Collected data:

PR #455, opened 2019-09-12
Relax Frontmatter Parsing

### LINKED ISSUE #441: markdown parser should be more resilient
problems during markdown parsing should not throw a error and abort the pipeline.

eg:

```
Error: Found ambigous frontmatter fence: No empty line before the block! Make sure your frontmatter blocks contain no empty lines and your horizontal rules have an empty line before AND after them.
```

trieloff:
- no longer throw exceptions (we need to think about how to report this)
- do not require non-empty lines in the front matter block at the start of the document (same rules for other blocks)

fixes #441

### DIFF
--- a/src/html/parse-frontmatter.js
+++ b/src/html/parse-frontmatter.js
@@ -18,6 +18,7 @@ const {
 } = require('ferrum');
 
 const { assign } = Object;
+const production = require('../utils/is-production');
 
 /**
  * Given an mdast tree and it's text representation, this finds all
@@ -150,7 +151,6 @@ const findFrontmatter = (mdast, str) => {
   const toIgnore = (n) => !n || decentHead(n) || decentHr(n);
 
   const procwarnigns = map(([fst, last]) => {
-    console.log('procwarnings', fst, last);
     const src = str.slice(fst.offStart, last === null ? undefined : last.offEnd);
 
     const warn = (cause, prosa) => ({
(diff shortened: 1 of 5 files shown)


src/html/parse-frontmatter.js
```diff
@@ -301,7 +302,11 @@ const parseFrontmatter = ({ content = {} }) => {
         join('\n'),
       );
 
-      throw new FrontmatterParsingError(`${warning}\n${sourceref}`);
+      const err = new FrontmatterParsingError(`${warning}\n${sourceref}`);
```
koraa: Why not just always warn?

src/html/parse-frontmatter.js
```diff
@@ -173,7 +174,7 @@ const findFrontmatter = (mdast, str) => {
         'Found ambigous frontmatter fence: No empty line after the block! '
           + 'Make sure your frontmatter blocks contain no empty lines '
           + 'and your horizontal rules have an empty line before AND after them.');
-    } else if (src.match(re(`\\n${hspace}*\\n`))) {
+    } else if (src.match(re(`\\n${hspace}*\\n`)) && fst.idx > 0) {
```
koraa: If you change this, you should also change the documentation appropriately.

src/html/parse-frontmatter.js
trieloff: Because you don't want to fill up the error logs in production with things that are not relevant at that time.

koraa:
You could leave me a day to review…
Also did you address my feedback about using an option about relaxing rule 2?

trieloff:
I'm trying to avoid options until they have proven a practical necessity.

§ **EXERCISE AIM**: Looking through the data above, count the lines that include the string "require" and give only the count.

§ **RESPONSE TO THIS EXERCISE**: 3